## Work instructions
Report every line of the listing below in which the string "files" appears.

= = = = = = =

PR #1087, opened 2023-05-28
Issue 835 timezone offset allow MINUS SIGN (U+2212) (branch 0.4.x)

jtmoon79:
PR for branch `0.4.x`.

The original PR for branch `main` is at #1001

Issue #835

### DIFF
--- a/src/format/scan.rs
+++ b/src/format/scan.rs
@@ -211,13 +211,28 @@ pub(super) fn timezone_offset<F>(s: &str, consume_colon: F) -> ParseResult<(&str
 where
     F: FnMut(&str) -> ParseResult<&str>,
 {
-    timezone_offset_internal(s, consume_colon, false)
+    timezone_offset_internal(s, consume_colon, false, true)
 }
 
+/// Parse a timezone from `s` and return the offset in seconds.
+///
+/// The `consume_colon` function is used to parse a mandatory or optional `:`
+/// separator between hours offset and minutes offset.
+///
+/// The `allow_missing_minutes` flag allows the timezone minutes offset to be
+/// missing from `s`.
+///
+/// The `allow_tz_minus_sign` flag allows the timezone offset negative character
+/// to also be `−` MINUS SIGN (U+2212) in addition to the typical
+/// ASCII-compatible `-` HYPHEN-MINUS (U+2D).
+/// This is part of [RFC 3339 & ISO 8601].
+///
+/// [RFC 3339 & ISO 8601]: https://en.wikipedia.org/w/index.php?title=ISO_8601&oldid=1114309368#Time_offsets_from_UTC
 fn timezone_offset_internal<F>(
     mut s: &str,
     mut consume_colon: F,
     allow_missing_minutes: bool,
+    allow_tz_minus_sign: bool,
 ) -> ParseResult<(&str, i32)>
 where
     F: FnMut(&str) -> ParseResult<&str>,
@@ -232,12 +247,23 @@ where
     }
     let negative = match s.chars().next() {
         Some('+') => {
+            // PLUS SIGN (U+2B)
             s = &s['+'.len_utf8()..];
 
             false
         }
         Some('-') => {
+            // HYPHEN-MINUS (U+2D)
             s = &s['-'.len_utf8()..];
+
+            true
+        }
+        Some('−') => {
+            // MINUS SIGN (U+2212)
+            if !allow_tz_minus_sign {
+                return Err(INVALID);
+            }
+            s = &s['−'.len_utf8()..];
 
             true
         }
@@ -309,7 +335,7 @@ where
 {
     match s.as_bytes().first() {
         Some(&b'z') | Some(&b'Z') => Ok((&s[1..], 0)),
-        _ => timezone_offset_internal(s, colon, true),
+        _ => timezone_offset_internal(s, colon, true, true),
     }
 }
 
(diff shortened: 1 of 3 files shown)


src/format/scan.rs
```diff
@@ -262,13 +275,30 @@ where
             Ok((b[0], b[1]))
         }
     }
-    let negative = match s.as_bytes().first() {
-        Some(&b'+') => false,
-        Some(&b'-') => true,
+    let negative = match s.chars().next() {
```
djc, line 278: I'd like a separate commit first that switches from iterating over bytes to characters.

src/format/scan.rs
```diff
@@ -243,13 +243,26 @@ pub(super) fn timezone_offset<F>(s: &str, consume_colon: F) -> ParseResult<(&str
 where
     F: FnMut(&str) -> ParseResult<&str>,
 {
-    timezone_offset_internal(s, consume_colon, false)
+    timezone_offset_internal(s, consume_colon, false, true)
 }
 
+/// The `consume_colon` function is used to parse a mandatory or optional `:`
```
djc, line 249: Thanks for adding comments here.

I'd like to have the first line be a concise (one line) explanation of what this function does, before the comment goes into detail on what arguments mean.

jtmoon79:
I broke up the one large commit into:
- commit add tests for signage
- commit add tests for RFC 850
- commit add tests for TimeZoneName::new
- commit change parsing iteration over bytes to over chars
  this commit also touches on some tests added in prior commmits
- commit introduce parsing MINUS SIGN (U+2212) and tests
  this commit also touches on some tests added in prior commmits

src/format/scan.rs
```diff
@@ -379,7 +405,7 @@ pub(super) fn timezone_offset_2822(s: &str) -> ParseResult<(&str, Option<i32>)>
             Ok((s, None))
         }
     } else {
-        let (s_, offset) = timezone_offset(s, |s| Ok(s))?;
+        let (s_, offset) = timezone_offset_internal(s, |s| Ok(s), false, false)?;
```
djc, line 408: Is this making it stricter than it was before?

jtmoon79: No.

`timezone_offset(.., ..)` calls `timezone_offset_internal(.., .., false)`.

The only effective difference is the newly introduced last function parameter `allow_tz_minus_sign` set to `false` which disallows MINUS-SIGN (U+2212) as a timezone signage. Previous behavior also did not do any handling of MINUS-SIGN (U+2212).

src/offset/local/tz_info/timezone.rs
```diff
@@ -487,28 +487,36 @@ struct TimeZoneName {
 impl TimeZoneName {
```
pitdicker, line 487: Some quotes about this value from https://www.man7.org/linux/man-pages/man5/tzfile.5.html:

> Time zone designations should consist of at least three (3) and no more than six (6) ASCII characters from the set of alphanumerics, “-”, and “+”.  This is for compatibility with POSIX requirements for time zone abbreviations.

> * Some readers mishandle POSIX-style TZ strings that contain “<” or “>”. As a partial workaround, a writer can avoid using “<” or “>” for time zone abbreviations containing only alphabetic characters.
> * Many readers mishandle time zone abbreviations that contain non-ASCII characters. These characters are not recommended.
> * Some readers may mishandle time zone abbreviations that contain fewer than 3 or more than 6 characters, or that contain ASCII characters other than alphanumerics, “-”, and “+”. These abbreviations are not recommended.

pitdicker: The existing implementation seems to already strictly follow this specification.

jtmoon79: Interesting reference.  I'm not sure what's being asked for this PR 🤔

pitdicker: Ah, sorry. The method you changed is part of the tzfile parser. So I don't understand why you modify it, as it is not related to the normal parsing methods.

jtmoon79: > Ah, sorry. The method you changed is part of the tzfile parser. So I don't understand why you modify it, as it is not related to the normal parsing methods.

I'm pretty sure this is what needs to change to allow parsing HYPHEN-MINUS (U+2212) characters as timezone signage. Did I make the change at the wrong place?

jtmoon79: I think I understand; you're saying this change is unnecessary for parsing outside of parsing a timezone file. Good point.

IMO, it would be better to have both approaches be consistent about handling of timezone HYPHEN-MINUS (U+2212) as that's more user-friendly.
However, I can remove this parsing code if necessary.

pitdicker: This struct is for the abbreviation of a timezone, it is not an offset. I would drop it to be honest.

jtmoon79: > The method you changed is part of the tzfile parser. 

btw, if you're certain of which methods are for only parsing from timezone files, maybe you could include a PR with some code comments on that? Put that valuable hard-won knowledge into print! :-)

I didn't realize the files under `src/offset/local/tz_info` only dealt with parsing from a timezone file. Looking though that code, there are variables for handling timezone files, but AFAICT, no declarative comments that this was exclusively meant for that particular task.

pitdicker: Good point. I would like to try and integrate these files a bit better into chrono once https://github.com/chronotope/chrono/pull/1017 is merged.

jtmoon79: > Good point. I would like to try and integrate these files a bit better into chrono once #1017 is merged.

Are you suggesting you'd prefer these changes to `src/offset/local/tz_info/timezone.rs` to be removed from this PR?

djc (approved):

= = = = = = =

## Solution to this exercise
(diff shortened: 1 of 3 files shown)
btw, if you're certain of which methods are for only parsing from timezone files, maybe you could include a PR with some code comments on that? Put that valuable hard-won knowledge into print! :-)
I didn't realize the files under `src/offset/local/tz_info` only dealt with parsing from a timezone file. Looking though that code, there are variables for handling timezone files, but AFAICT, no declarative comments that this was exclusively meant for that particular task.
pitdicker: Good point. I would like to try and integrate these files a bit better into chrono once https://github.com/chronotope/chrono/pull/1017 is merged.
jtmoon79: > Good point. I would like to try and integrate these files a bit better into chrono once #1017 is merged.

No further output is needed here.